# Stimmt so! / Keep the change.



## Encolpius

Hello. After paying Germans say *stimmt so* and that's a nice short form. Do British or Americans use any shorter form than *keep the change*??? Keep the change seems to me a little bit long to use, so maybe in colloquiale English they use a shorter form. Maybe only "it's ok"??
Thanks a lot.


----------



## elroy

Too long?  It's one syllable longer than the German version (and besides, "it's ok" - which is not used - has just as many syllables).

"Keep the change" is what I use, and I don't think it's too long.  Maybe you think so because it _looks_ long in writing, but since you _say_ it to waiters, taxi drivers, etc., the written form is irrelevant.


----------



## Hutschi

I tried to speak both. They have approximately the same length, when you do not pronounce overemphasized. This is because "the" is short and "mmt" in "stimmt" gives some extra length.


----------



## TimLA

It's good to have an old thread on the subject.
I just learned this phrase "Stimmt so!" last week - and it works!

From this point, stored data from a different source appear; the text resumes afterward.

PR #119, opened 2025-06-03
spike: utils

joe-p:
Spike to see what a rust-based utils would be like. Focusing on Python and TS.


crates/algokit_utils_ffi/src/lib.rs
```diff
@@ -0,0 +1,46 @@
...
+uniffi::setup_scaffolding!();
+
+#[derive(Debug, thiserror::Error, uniffi::Error)]
+pub enum ComposerError {
+    #[error("TransactionsError: {0}")]
+    TransactionsError(String),
+}
+
+#[derive(uniffi::Object)]
+pub struct Composer {
```
aorumbayev, line 16: Would the idea be to expose all main high level utils abstractions but excluding any user facing methods that would interact with API clients or any excessively stateful logic (deferring the implementation to the target language ffi binding package)? For example how would we implement `send` method on a `TransactionComposer` - i presume it wont be possible to handle it completely on rust side (given extra fact that api clients are handled separately per each target language) but is there a way to expose some sort of abstract stub that can then be implemented in target package (py/ts/...) by ourselves manually?

aorumbayev (commented):
It be great to also capture the spike (once its finalized) as an architecture diagram or a md document that highlights all user facing utils interfaces (based on current py vs ts interfaces that maintain feature parity) and lists down their public user facing methods/functions, as well as which of those would be exposed via ffi vs which would only have a stub and would have to be implemented manually in binding packages in target languages (referring to packages in packages folder).

PR #213, opened 2025-07-21
Add ABI types

PatrickDinh:
## Proposed Changes

- Add ABI collection and primitive types
  - support encode/decode
  - support parsing strings to ABI types


crates/algokit_abi/README.md
PatrickDinh, line 1: I leave it empty until we have more in this crate

aorumbayev (approved):
would need to add some rustdocs and a final readme after we get the method sig pr merged here other than that approving

crates/algokit_transact/Cargo.toml
```diff
@@ -20,8 +20,9 @@ serde_bytes = "0.11.12"
 serde_json = "1.0.133"
 serde_repr = "0.1.20"
 serde_with = "3.11.0"
-sha2 = "0.10.8"
+sha2 = { workspace = true }
 thiserror = { workspace = true }
+num-bigint = "0.4"
```
joe-p, line 25: Think this was added by mistake?

.gitattributes
```diff
@@ -0,0 +1,3 @@
+# Treat text as lf
```
joe-p, line 1: Why do we need to add this now (and haven't before?)

crates/algokit_transact/Cargo.toml
aorumbayev: @PatrickDinh i removed it from toml i assume you added there initially when you started on assumption that abi will be inside transact crate and it was left there after decision was made for a separate crate for abi

.gitattributes
aorumbayev: i assume most of us are developing on linux and macs, this is usually relevant to eliminate inconsistencies with git on windows, @PatrickDinh have you switched to windows recently ? :)

crates/algokit_transact/Cargo.toml
PatrickDinh: oops yes, it should be removed

.gitattributes
PatrickDinh: yes it was me on Windows. It helps that I don't get notified that the `test_data.json` file is changed all the time.

crates/algokit_abi/src/method.rs
```diff
@@ -0,0 +1,550 @@
...
+
+/// Represents an argument in an ABI method.
+#[derive(Debug, Clone, PartialEq, Eq)]
+pub struct ABIMethodArg {
+    /// The type of the argument.
+    pub r#type: ABIMethodArgType,
+    /// An optional name for the argument.
+    pub name: Option<String>,
+    /// An optional description of the argument.
+    pub desc: Option<String>,
```
neilcampbell, line 171: What is desc used for? Do we need it?
We've been using the pattern of full names, so potentially this should be `description` if we keep it.

crates/algokit_abi/src/method.rs
```diff
@@ -0,0 +1,550 @@
...
+    pub returns: Option<ABIType>,
+    /// An optional description of the method.
+    pub desc: Option<String>,
+}
+
+/// Represents an argument in an ABI method.
+#[derive(Debug, Clone, PartialEq, Eq)]
+pub struct ABIMethodArg {
+    /// The type of the argument.
+    pub r#type: ABIMethodArgType,
```
neilcampbell, line 167: Is it better to use `argType`?

crates/algokit_abi/src/types/collections/array_dynamic.rs
```diff
@@ -0,0 +1,60 @@
...
+
+    pub(crate) fn decode_dynamic_array(&self, value: &[u8]) -> Result<ABIValue, ABIError> {
+        if value.len() < LENGTH_ENCODE_BYTE_SIZE {
+            return Err(ABIError::DecodingError(
+                "Byte array is too short to be decoded as dynamic array".to_string(),
+            ));
+        }
+
+        // The first 2 bytes in the value determines how many values in the array
+        let values_count = u16::from_be_bytes([value[0], value[1]]);
```
neilcampbell, line 45:
```suggestion
        let values_count = u16::from_be_bytes(value[..2]);
```

crates/algokit_abi/src/method.rs
```diff
@@ -0,0 +1,550 @@
...
+#[derive(Debug, Clone, PartialEq, Eq)]
+pub struct ABIMethod {
+    /// The name of the method.
+    pub name: String,
+    /// A list of the method's arguments.
+    pub args: Vec<ABIMethodArg>,
+    /// The return type of the method, or `None` if the method does not return a value.
+    pub returns: Option<ABIType>,
+    /// An optional description of the method.
+    pub desc: Option<String>,
```
neilcampbell, line 160: What is desc used for? Do we need it?
We've been using the pattern of full names, so potentially this should be `description` if we keep it.

neilcampbell (approved):

crates/algokit_abi/src/method.rs
```diff
@@ -0,0 +1,550 @@
...
+/// Constant for void return type in method signatures.
+const VOID_RETURN_TYPE: &str = "void";
+
+/// Represents a transaction type that can be used as an ABI method argument.
+#[derive(Debug, Clone, Copy, PartialEq, Eq)]
+pub enum ABITransactionType {
+    /// Any transaction type
+    Txn,
+    /// Payment transaction (algo transfer)
+    Pay,
```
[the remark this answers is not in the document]
aorumbayev: aligned names

PR #218, opened 2025-07-29
feat!: introduces multisignature abstractions in utils

CiottiGiorgio:


crates/algokit_utils/src/multisig.rs
```diff
@@ -0,0 +1,47 @@
+use algokit_transact::{Address, MultisigSubsignature};
+
+#[derive(Debug, thiserror::Error)]
+pub enum MultisigError {
+    #[error("Invalid multisig account: {0}")]
+    InvalidMultisigSignature(#[from] algokit_transact::AlgoKitTransactError),
+}
+
+#[derive(Clone)]
+pub struct MultisigAccount {
```
neilcampbell, line 10: I'm not completely clear how we intend this to be used.
The `MultisigAccount` from utils-ts for example requires either accounts with private keys or signer accounts on construction, giving the account the required info to be able to also sign the transaction. https://github.com/algorandfoundation/algokit-utils-ts/blob/main/src/types/account.ts#L20

PR #224, opened 2025-08-07
chore: sync algod oas spec with upstread 4.2.1 go-algorand release

aorumbayev:
# Primary Changes in algod.oas3.json in 4.2.1 go-algorand release:

. Parameter Reordering: The most significant change is that OpenAPI parameters were reordered to follow standard conventions - path parameters now come before query parameters.
. x-go-type Annotations: Added x-go-type: "basics.Address" annotations to address parameters, which is part of go-algorand's move away from their forked oapi-codegen to the upstream version.
. Description Updates: Minor text changes like adding periods to parameter descriptions.

## Proposed tweaks

- Refreshing oas spec with latest 
- Regenerating algod client 
- Updating breaking tests to reflect changes in parameter ordering

References from upstream repo to changes introduced:
https://github.com/algorand/go-algorand/pull/6375
https://github.com/algorand/go-algorand/pull/6306


crates/algod_client/src/models/asset_params.rs
```diff
@@ -30,7 +30,7 @@ pub struct AssetParams {
     pub creator: String,
     /// \[dc\] The number of digits to use after the decimal point when displaying this asset. If 0, the asset is not divisible. If 1, the base unit of the asset is in tenths. If 2, the base unit of the asset is in hundredths, and so on. This value must be between 0 and 19 (inclusive).
     #[serde(rename = "decimals")]
-    pub decimals: u32,
+    pub decimals: u64,
```
neilcampbell, line 33: This is interesting, given it can fit within a u8.
Looks like everything is becoming a u64.

crates/algod_client/src/models/box_model.rs
```diff
@@ -19,11 +19,11 @@ pub struct Box {
     /// The round for which this information is relevant
     #[serde(rename = "round")]
     pub round: u64,
-    /// \[name\] box name, base64 encoded
+    /// The box name, base64 encoded
     #[serde_as(as = "serde_with::base64::Base64")]
     #[serde(rename = "name")]
     pub name: Vec<u8>,
```
neilcampbell, line 25: FYI I have a generator change to properly handle Base64 values in the OAS for endpoints that support msgpack. They are all bytes values and only base64 when using JSON.

It's unrelated to this PR, however figured it was worth a heads up in case you notice issues.

 however a heads up in case you hit issues.

neilcampbell (approved):

PR #234, opened 2025-08-18
feat: migrate from thiserror to snafu

joe-p:
Migrates all the errors from thiserror to snafu. The main difference is that snafu needs enum variants to be a struct so that's what most of this diff is. This was mostly work done by GPT-5, but I don't think we need to go over it with a fine-toothed comb since we have another story for unifying error handling and any problems can be caught then. For now though, every test is passing. 

This PR won't be merged until the following PRs are merged. Merge conflicts are anticipated and will be resolved in this branch. 

- #218 
- #225 
- #231
- #232
- #233 

Future PRs should use this branch has a base until it is merged


PatrickDinh (approved):
LGTM

PR #237, opened 2025-08-20
docs: added target lib naming convention ADR

lempira:
ADR for the target lib package naming convention

### DIFF
--- a/docs/book/decisions/0001-package-naming-strategy.md
+++ b/docs/book/decisions/0001-package-naming-strategy.md
@@ -1,0 +1,110 @@
+---
+status: proposed
+date: 2025-08-20
+decision-makers: Bruno Martins, Larkin Young, Joe Polny, David Rojas
+consulted: [TBD]
+---
+
+# Package Naming Strategy for Multi-Language AlgoKit Libraries
+
+## Context and Problem Statement
+
+The AlgoKit ecosystem currently includes utilities libraries named `algokit-utils-ts` and `algokit-utils-py` for TypeScript and Python respectively. As we expand to support additional languages (Go, Kotlin, Swift, and Rust) and evolve these libraries into more comprehensive SDKs, we need to establish a consistent naming strategy.
+
+The current "utils" naming was adopted due to naming conflicts with `algosdk` packages published by Algorand Technologies. However, these libraries have evolved beyond simple utilities and now provide comprehensive SDK functionality for Algorand development.
+
+## Decision Drivers
+
+- Clear and consistent naming across all target languages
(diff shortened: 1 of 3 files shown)


docs/book/decisions/0001-package-naming-strategy.md
```diff
@@ -0,0 +1,110 @@
...
+- `algokit-kt` (Kotlin)
+- `algokit-swift` (Swift)
+- `algokit-rs` (Rust)
+
+**Pros:**
+- Clean, simple naming
+- Strong AlgoKit brand association
+- Language designation still clear
+
+**Cons:**
```
PatrickDinh, line 102: Does this also have the similar cons with `algokit-sdk-{lang}` as well, i.e. this is a breaking change?

docs/book/decisions/0001-package-naming-strategy.md
```diff
@@ -0,0 +1,110 @@
...
+- No breaking changes required
+- Existing users familiar with naming
+- No migration effort needed
+
+**Cons:**
+- Misrepresents the true nature of these comprehensive SDKs
+- "Utils" implies limited utility functions rather than full SDK capabilities
+- Inconsistent with the evolving AlgoKit ecosystem strategy
+
+### 2. Adopt SDK naming: `algokit-sdk-{lang}`
```
PatrickDinh, line 55: I like this name the most for the reasons stated in the pros list. An advantage of moving away from the name `algokit-utils-ts` is that it decouples the 2 packages and make migration easier. Taking `lora` as an example. It has `algokit-utils-ts` and `algokit-subscriber` as dependencies. If we release a new version `algokit-utils-ts` without upgrading `algokit-subscriber`, this could cause package conflicts. However, if we release `algokit-sdk-ts`, the user can point to `algokit-sdk-ts` and they can still use the old `algokit-subscriber` if they need to.

docs/book/decisions/0001-package-naming-strategy.md
```diff
@@ -0,0 +1,110 @@
...
+- `algokit-utils-py` (Python)
+- `algokit-utils-go` (Go)
+- `algokit-utils-kt` (Kotlin)
+- `algokit-utils-swift` (Swift)
+- `algokit-utils-rs` (Rust)
+
+**Pros:**
+- No breaking changes required
+- Existing users familiar with naming
+- No migration effort needed
```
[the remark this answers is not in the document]
neilcampbell: >  A codebase can use both utils in old code paths and the core SDK in new code paths.

We could also do something similar without having another package by adding a new namespace to the existing utils package which contains the core SDK.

In AE, there are a variety of ways of saying the same thing:
It's OK like that.
It's OK.
This is fine.
This is OK.
(the others as mentioned).

My questions are:
1. Are there other ways of expressing "stimmt so" in German?
Commonly used? Less commonly used?

2. Can "Stimmt so" be used in any other context?
Or is it limited to just saying "keep the change".

Thanks in advance.


----------



## Quelle

TimLA said:


> 1. Are there other ways of expressing "stimmt so" in German?
> Commonly used? Less commonly used?


Das ist für Sie.
Der Rest ist für Sie.


----------



## Quelle

TimLA said:


> 2. Can "Stimmt so" be used in any other context?
> Or is it limited to just saying "keep the change".


 
"Stimmen" has a lot of different meanings.
"Stimmt so." also could mean "It's right. It's correct." in order to agree with sb.


----------



## sokol

TimLA said:


> My questions are:
> 1. Are there other ways of expressing "stimmt so" in German?
> Commonly used? Less commonly used?


 Yes, there are.
I guess that there are a great many varieties, and some of them might only work in some regions.
(As for the second question, this one already is answered by Quelle.)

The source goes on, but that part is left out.